The problem:
Going through the entries below, copy out each line that contains "little".

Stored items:

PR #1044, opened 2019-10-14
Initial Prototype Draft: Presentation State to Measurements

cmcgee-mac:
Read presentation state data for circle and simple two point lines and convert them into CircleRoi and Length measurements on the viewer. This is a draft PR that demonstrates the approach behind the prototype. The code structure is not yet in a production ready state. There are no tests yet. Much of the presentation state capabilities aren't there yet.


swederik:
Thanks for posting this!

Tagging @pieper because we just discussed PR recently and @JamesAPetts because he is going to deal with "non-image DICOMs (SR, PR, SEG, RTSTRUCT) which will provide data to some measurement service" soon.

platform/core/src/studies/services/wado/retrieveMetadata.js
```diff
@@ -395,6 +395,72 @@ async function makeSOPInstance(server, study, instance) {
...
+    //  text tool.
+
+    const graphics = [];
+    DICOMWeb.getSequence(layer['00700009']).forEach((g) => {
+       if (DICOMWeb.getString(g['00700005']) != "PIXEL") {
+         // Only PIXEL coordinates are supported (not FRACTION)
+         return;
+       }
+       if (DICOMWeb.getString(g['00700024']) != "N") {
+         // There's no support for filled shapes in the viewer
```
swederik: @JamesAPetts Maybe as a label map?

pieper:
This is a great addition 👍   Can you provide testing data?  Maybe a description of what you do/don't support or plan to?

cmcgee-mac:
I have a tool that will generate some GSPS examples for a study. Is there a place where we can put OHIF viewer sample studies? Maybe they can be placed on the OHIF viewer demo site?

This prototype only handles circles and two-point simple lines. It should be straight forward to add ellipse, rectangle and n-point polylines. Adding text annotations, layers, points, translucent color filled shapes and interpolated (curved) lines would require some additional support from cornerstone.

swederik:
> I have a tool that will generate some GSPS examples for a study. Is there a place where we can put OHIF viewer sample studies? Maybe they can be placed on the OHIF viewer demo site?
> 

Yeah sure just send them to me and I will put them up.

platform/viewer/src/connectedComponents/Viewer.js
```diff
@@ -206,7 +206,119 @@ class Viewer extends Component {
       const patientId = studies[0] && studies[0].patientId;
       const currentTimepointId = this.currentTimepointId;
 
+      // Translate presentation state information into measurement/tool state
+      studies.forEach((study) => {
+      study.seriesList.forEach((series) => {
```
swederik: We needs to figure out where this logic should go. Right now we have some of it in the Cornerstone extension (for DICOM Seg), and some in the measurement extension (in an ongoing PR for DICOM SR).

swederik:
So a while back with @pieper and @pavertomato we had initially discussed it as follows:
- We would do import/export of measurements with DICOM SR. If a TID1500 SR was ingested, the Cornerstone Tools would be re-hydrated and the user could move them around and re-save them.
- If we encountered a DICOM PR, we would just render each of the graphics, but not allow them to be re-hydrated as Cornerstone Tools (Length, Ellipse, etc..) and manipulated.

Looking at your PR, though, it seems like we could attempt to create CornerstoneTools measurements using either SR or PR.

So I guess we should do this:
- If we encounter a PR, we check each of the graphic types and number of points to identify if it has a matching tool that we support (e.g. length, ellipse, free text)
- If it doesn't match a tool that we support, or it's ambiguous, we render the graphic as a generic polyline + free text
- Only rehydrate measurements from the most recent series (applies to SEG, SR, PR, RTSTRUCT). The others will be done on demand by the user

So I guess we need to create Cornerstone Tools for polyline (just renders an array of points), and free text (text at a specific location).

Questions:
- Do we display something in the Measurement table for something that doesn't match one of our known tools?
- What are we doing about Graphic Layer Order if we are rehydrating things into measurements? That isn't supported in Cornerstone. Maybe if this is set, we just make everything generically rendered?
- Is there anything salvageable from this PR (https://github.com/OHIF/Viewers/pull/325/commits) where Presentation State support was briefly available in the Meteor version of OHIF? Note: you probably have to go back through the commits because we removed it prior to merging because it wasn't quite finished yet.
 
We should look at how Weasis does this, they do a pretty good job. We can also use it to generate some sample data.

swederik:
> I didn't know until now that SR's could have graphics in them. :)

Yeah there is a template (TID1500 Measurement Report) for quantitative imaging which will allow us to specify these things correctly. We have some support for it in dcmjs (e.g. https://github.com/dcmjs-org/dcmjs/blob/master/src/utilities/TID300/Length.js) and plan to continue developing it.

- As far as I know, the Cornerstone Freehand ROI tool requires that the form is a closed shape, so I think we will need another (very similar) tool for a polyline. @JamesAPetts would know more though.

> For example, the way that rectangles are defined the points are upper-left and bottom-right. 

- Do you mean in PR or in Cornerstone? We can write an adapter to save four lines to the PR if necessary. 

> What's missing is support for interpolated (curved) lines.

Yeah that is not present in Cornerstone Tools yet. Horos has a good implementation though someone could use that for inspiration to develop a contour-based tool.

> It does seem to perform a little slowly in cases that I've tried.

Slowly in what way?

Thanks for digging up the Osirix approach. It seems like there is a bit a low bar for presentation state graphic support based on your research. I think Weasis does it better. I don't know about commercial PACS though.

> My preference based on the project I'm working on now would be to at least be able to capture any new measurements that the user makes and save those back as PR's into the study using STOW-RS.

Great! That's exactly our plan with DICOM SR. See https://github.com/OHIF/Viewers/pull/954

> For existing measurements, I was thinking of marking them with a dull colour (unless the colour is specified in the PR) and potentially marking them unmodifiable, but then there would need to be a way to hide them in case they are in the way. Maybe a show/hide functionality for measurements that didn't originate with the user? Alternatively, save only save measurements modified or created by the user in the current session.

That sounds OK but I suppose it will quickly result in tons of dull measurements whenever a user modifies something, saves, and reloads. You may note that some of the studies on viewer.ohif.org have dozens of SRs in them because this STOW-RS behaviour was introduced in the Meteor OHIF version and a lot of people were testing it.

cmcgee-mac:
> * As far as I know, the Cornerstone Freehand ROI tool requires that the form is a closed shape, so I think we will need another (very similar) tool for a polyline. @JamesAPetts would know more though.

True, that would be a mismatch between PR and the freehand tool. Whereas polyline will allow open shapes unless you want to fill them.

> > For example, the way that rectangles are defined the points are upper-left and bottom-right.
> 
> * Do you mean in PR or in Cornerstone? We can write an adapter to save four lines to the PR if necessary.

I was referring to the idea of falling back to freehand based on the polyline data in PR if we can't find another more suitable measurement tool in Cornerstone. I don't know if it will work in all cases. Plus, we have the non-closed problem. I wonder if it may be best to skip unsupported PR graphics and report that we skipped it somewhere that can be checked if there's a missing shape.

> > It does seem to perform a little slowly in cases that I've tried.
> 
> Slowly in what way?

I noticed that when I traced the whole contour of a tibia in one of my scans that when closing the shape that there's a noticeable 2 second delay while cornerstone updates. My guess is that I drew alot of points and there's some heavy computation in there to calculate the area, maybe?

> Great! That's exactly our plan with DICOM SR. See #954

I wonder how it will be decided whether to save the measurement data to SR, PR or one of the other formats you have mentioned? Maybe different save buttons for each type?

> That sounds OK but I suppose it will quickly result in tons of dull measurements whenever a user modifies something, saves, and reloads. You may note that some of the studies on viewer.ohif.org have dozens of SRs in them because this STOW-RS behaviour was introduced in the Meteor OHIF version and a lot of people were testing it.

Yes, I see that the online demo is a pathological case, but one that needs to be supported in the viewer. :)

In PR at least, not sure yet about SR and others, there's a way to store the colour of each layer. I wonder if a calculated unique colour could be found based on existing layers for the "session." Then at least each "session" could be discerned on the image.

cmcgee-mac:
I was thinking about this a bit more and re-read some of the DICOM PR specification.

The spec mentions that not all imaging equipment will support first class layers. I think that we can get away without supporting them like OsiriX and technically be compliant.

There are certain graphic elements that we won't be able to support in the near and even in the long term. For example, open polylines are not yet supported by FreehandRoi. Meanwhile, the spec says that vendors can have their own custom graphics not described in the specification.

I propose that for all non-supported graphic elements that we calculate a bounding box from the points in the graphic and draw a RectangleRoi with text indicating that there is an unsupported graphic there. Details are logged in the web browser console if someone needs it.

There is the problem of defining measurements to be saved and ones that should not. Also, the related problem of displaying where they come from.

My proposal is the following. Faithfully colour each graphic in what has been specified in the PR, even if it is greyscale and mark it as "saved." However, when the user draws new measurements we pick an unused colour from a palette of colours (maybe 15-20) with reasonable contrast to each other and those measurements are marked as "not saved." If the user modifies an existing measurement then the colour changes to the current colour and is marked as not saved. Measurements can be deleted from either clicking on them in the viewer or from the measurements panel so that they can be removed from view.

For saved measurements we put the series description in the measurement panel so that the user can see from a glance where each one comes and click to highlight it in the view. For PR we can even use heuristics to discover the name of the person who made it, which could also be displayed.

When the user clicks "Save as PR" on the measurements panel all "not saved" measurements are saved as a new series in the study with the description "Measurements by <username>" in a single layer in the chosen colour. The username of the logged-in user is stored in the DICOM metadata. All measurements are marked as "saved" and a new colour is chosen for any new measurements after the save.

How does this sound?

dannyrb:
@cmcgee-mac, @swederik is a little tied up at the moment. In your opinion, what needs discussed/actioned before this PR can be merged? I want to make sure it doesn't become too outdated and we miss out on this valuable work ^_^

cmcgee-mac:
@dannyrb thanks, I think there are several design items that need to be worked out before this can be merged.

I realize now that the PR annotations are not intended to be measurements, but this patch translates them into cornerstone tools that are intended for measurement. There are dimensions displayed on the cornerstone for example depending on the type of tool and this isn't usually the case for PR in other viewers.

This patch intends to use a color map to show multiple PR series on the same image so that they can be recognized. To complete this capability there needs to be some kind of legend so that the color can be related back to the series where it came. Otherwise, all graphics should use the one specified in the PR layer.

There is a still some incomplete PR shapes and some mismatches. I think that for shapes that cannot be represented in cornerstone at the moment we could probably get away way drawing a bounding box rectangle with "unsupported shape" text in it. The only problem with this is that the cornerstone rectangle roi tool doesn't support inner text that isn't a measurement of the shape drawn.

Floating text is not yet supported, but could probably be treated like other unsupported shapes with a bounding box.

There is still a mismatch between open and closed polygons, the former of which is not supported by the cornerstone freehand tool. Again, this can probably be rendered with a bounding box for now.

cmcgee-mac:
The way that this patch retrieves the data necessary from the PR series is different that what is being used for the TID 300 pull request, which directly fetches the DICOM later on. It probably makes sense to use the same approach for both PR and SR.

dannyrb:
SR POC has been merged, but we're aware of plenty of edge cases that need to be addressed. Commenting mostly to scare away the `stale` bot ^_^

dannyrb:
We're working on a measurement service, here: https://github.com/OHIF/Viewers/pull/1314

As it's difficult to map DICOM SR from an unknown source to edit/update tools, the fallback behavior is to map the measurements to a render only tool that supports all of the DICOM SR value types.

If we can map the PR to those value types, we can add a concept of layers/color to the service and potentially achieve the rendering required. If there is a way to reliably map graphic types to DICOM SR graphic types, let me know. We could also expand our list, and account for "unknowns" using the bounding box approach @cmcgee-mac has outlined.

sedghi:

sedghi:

Expected answer:
> It does seem to perform a little slowly in cases that I've tried.
> > It does seem to perform a little slowly in cases that I've tried.
@cmcgee-mac, @swederik is a little tied up at the moment. In your opinion, what needs discussed/actioned before this PR can be merged? I want to make sure it doesn't become too outdated and we miss out on this valuable work ^_^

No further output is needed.